TASK.
Locate and copy each line in the data that contains the word "other".

(Source data)
PR #1312, opened 2026-06-02
feat: add QS ELF parser prototype

### LINKED ISSUE #785: QS: parse and render ELF structures

vee1e:
Extends QS to parse and analyze ELF executables natively, the same way it already handles PE and Mach-O files.

Closes #785 

## Summary

- Parses ELF section headers to build a structured layout of the binary
- Skips SHT_NOBITS sections (`.bss`, etc.) that have no file-backed content
- Deduplicates overlapping sections to avoid scanning the same bytes twice
- Tags strings found inside relocation sections as `#reloc`
- Tags strings decoded via XOR with `#decoded`
- Upgrades the lancelot integration from the old `Workspace` API to `BinExport2`-based instruction iteration (affects PE analysis too)

## Screenshots

Running on [`test-decode-base64`](https://github.com/mandiant/flare-floss-testfiles/blob/4c3f4bb64d1132ce98f834220986237d22a52c04/src/decode-base64/bin/test-decode-base64):

image

image

## TODOs 

- [x] ~Code range detection (`#code` tagging) is not implemented, `code_offsets` is always empty, so ELF strings are never tagged as code-region strings even if they fall inside `.text`~ Added `#code` tagging support.
- [x] The lancelot `BinExport2` change is a breaking API migration (`lancelot==0.9.7`), not just an ELF addition. Existing PE analysis behavior changes at the instruction granularity level (was basic-block-length, now per-instruction `raw_bytes`). See willi's comment here https://github.com/mandiant/flare-floss/issues/785#issuecomment-3286535023 for why it was needed.
- [x] ~ELF structure marking is minimal for now, only `.shstrtab` is registered as a named structure; other metadata sections (`.dynsym`, `.dynamic`, etc.) are not tracked.~ Now these are populated into structures as `string table`, `section header`, etc.

Credits to @FredCoast for his work on the lancelot migration and initial ELF support.

### DIFF
--- a/floss/qs/main.py
+++ b/floss/qs/main.py
@@ -27,8 +27,9 @@ from rich.text import Text
 from rich.style import Style
 from rich.console import Console
 from elftools.elf.elffile import ELFFile
-from elftools.elf.relocation import RelocationSection
 from elftools.elf.constants import SH_FLAGS
+from elftools.elf.relocation import RelocationSection
+from elftools.common.exceptions import ELFError
 
 import floss.main
 import floss.qs.db.gp
@@ -108,8 +109,8 @@ class Slice(BaseModel):
 
     def contains_range(self, offset: int, size: int) -> bool:
         """
-        checks if this slice's buffer contains the given range,
-        where offset is relative to the start of this slice's buffer.
+        checks if this slice contains the given range,
+        where offset is relative to the start of this slice.
         """
         if not (0 <= offset <= self.range.length):
             return False
@@ -608,7 +609,7 @@ def get_reloc_offsets(slice: Slice, pe: pefile.PE) -> Set[int]:
     return ret
 
 
-def get_relocations_elf(slice: Slice, elf: ELFFile) -> List[Tuple[int, int]]:
+def get_relocations_elf(slice_: Slice, elf: ELFFile) -> List[Tuple[int, int]]:
     ranges: List[Tuple[int, int]] = []
 
     for section in elf.iter_sections():
@@ -616,11 +617,11 @@ def get_relocations_elf(slice: Slice, elf: ELFFile) -> List[Tuple[int, int]]:
             offset = section["sh_offset"]
             size = section["sh_size"]
 
-            if not slice.contains_range(offset, size):
+            if not slice_.contains_range(offset, size):
                 logger.warning("relocation directory points to an invalid location, skipping")
                 continue
 
-            ranges.append((slice.offset + offset, slice.offset + offset + size - 1))
+            ranges.append((slice_.offset + offset, slice_.offset + offset + size - 1))
     return _merge_overlapping_ranges(ranges)
 
 
@@ -813,13 +814,13 @@ class Structure(BaseModel):
     name: str
 
 
-def collect_elf_structures(slice: Slice, elf: ELFFile) -> Sequence[Structure]:
+def collect_elf_structures(slice_: Slice, elf: ELFFile) -> Sequence[Structure]:
     structures: List[Structure] = []
 
     # ELF file header: 52 bytes (32-bit) or 64 bytes (64-bit)
     header_size = 52 if elf.elfclass == 32 else 64
-    if slice.contains_range(0, header_size):
-        structures.append(Structure(slice=slice.slice(0, header_size), name="elf header"))
+    if slice_.contains_range(0, header_size):
+        structures.append(Structure(slice=slice_.slice(0, header_size), name="elf header"))
 
     # Program header table
     phoff = elf.header["e_phoff"]
@@ -827,8 +828,8 @@ def collect_elf_structures(slice: Slice, elf: ELFFile) -> Sequence[Structure]:
     phnum = elf.header["e_phnum"]
     if phnum > 0 and phentsize > 0:
         ph_total = phentsize * phnum
-        if slice.contains_range(phoff, ph_total):
-            structures.append(Structure(slice=slice.slice(phoff, ph_total), name="program header"))
+        if slice_.contains_range(phoff, ph_total):
+            structures.append(Structure(slice=slice_.slice(phoff, ph_total), name="program header"))
 
     # Section header table
     shoff = elf.header["e_shoff"]
@@ -836,8 +837,8 @@ def collect_elf_structures(slice: Slice, elf: ELFFile) -> Sequence[Structure]:
     shnum = elf.header["e_shnum"]
     if shnum > 0 and shentsize > 0:
         sh_total = shentsize * shnum
-        if slice.contains_range(shoff, sh_total):
-            structures.append(Structure(slice=slice.slice(shoff, sh_total), name="section header"))
+        if slice_.contains_range(shoff, sh_total):
+            structures.append(Structure(slice=slice_.slice(shoff, sh_total), name="section header"))
 
     # String tables (.shstrtab, .strtab, .dynstr) and symbol tables (.symtab, .dynsym)
     for section in elf.iter_sections():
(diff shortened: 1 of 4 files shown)


floss/qs/main.py
```diff
@@ -605,6 +607,23 @@ def get_reloc_offsets(slice: Slice, pe: pefile.PE) -> Set[int]:
...
+            offset = section["sh_offset"]
+            size = section["sh_size"]
+
+            if not slice.contains_range(offset, size):
+                logger.warning("relocation directory points to an invalid location, skipping")
+                continue
+
+            for fo in slice.range.slice(offset, size):
+                ret.add(fo)
+    return ret
```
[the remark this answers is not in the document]
mr-tz: along these lines please look into profiling the performance of the ELF parsing, bonus points for also covering PE and Macho

floss/qs/main.py
```diff
@@ -1178,11 +1321,12 @@ def _merge_overlapping_ranges(ranges: List[Tuple[int, int]]) -> List[Tuple[int,
     return merged_ranges
 
 
-def _get_code_ranges(ws: lancelot.Workspace, pe: pefile.PE, slice_: Slice) -> List[Tuple[int, int]]:
+def _get_code_ranges(be2, pe: pefile.PE, slice_: Slice) -> List[Tuple[int, int]]:
```
mr-tz: please use type annotations

floss/qs/main.py
```diff
@@ -1859,6 +2009,12 @@ def compute_layout(slice: Slice) -> Layout:
             # TODO: narrow exception handling once machofile error types are clearer.
             logger.debug("failed to parse as Mach-O file: %s", e)
 
+    if decoded_slice.data.startswith(b"\x7fELF"):
```
mr-tz: this doesnt make sense in the compute_pe_layout function

floss/qs/main.py
vee1e: > along these lines please look into profiling the performance of the ELF parsing, bonus points for also covering PE and Macho

i'll make an issue regarding it and raise a separate PR later before we merge

floss/qs/main.py
vee1e: Its in `compute_layout` not `compute_pe_layout` though? I think maybe github didn't show it properly in the diff

https://github.com/vee1e/flare-floss/blob/b11fc2a2b4388de75bce9dc8a5ccd3114bc0874c/floss/qs/main.py#L1962-L2012

mr-tz: oh yeah, nevermind, the diff view confused me

should these ifs be else ifs though?

vee1e: yeah, actually i'll add a handler for when the input file is none of these too

floss/qs/main.py
```diff
@@ -815,14 +816,46 @@ class Structure(BaseModel):
...
 
-    shstrtab = elf.get_section_by_name(".shstrtab")
-    if shstrtab and slice.contains_range(shstrtab["sh_offset"], shstrtab["sh_size"]):
-        structures.append(
-            Structure(
-                slice=slice.slice(shstrtab["sh_offset"], shstrtab["sh_size"]),
-                name="section header",
-            )
-        )
+    # ELF file header: 52 bytes (32-bit) or 64 bytes (64-bit)
```
mr-tz, line 820: can we reuse https://github.com/mandiant/capa/blob/master/capa/features/extractors/elf.py or parts of it here?

vee1e: i don't think its needed for the more rudimentary parsing we're doing in FLOSS. plus we've already included `machofile` and `pefile` as dependencies so this follows that trend. plus if we port features directly from capa that increases the chance of code drift

vee1e:
> The lancelot BinExport2 change is a breaking API migration (lancelot==0.9.7), not just an ELF addition. Existing PE analysis behavior changes at the instruction granularity level (was basic-block-length, now per-instruction raw_bytes). See willi's comment here https://github.com/mandiant/flare-floss/issues/785#issuecomment-3286535023 for why it was needed.

@mr-tz what are your thoughts on this? Should I refactor all the breaking lancelot code/test in this PR only?

mr-tz:
This breaking change is fine by me if it allows more functionality. We're not on a real release track here yet anyway.

vee1e:
ci failing cus https://github.com/mandiant/flare-floss-testfiles/pull/24 hasn't been merged yet. locally checked out and it works

vee1e:
tests work now had to update submodule locally and push

floss/qs/main.py
```diff
@@ -1194,22 +1338,29 @@ def get_offset_from_rva_cached(rva):
...
-            if not slice_.contains_range(offset, size):
-                logger.warning("lancelot identified code at an invalid location, skipping basic block at 0x%x", rva)
-                continue
+                if not slice_.contains_range(offset, size):
+                    logger.warning("lancelot identified code at an invalid location, skipping instruction at 0x%x", rva)
+                    continue
 
-            code_ranges.append((slice_.offset + offset, slice_.offset + offset + size - 1))
+                code_ranges.append((slice_.offset + offset, slice_.offset + offset + size - 1))
     return code_ranges
```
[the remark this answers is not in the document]
mr-tz: resolved @vee1e ?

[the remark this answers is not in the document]
vee1e: yup

vee1e:
addressed the test feedback

- finds the `.text` child and asserts it sits at the expected offset. a parsing regression in section offsets would fail this immediately.
- replaced the single truthiness check in `test_elf_structures_present` with five pinned assertions.
- `test_elf_code_and_reloc_offsets` asserts the exact merged ranges (0x10a0, 0x1265) for code and (0x568, 0x66f) for the adjacent `.rela.dyn`+`.rela.plt` pair.
- in `_make_be2_mocks`, dropped the `base_address` parameter that was accepted but never used; all three callers updated.

for the mock situation, the protobuf situation would just take the dependency introduction elsewhere, `_get_code_ranges` still calls `lancelot.be2utils.find_be2_base_address` and `lancelot.be2utils.BinExport2Index`. decided to go with dependency injection:

- `_get_code_ranges` now takes `idx` and `base_address` as explicit parameters with no lancelot calls inside. `compute_pe_layout` does those two calls and passes the results in.
- all three `_get_code_ranges` tests drop the `with patch("floss.qs.main.lancelot")` context manager entirely. `idx` from `_make_be2_mocks` and the literal `0x400000` go straight into the function call. A lancelot API change now breaks only the production code (and the test catches it), not the test infrastructure.

~CI is failing I'll fix that~ done

vee1e:
@mr-tz lemme know if there's any other changes required

tests/test_qs_elf.py
```diff
@@ -0,0 +1,70 @@
+from pathlib import Path
+
+from floss.qs.main import Slice, ELFLayout, compute_layout
+
+CD = Path(__file__).resolve().parent
+ELF_DIR = CD / "data" / "elf"
+
+# x86-64 PIE, dynamically linked, not stripped
+X86_64_PIE = "055da8e6ccfe5a9380231ea04b850e18.elf"
```
mr-tz: what does PIE mean here?

tests/test_qs_elf.py
```diff
@@ -0,0 +1,70 @@
...
+# ARM64 shared object, dynamically linked, stripped, Android linker
+ARM64_SO = "687e79cde5b0ced75ac229465835054931f9ec438816f2827a8be5f3bd474929.elf"
+# ARM64 PIE, dynamically linked, stripped
```
mr-tz, line 12: also here PIE?

mr-tz (approved):
just need some clarification on the PIE then good to go, thanks @vee1e!

tests/test_qs_elf.py
vee1e: stands for program independent code (PIE) executable, it loads into a different memory address instead of a constant like 0x400000 as a security mechanism. two testfiles are executable PIE and one is a shared object library hence the variable naming

mr-tz: ah gotcha

tests/test_qs_elf.py
```diff
@@ -0,0 +1,70 @@
+from pathlib import Path
+
+from floss.qs.main import Slice, ELFLayout, compute_layout
+
+CD = Path(__file__).resolve().parent
+ELF_DIR = CD / "data" / "elf"
+
+# x86-64 PIE, dynamically linked, not stripped
```
mr-tz:
```suggestion
# x86-64 Position Independent Executable (PIE), dynamically linked, not stripped
```

vee1e:
nice!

EXERCISE RESPONSE.
- [x] ~ELF structure marking is minimal for now, only `.shstrtab` is registered as a named structure; other metadata sections (`.dynsym`, `.dynamic`, etc.) are not tracked.~ Now these are populated into structures as `string table`, `section header`, etc.
@mr-tz lemme know if there's any other changes required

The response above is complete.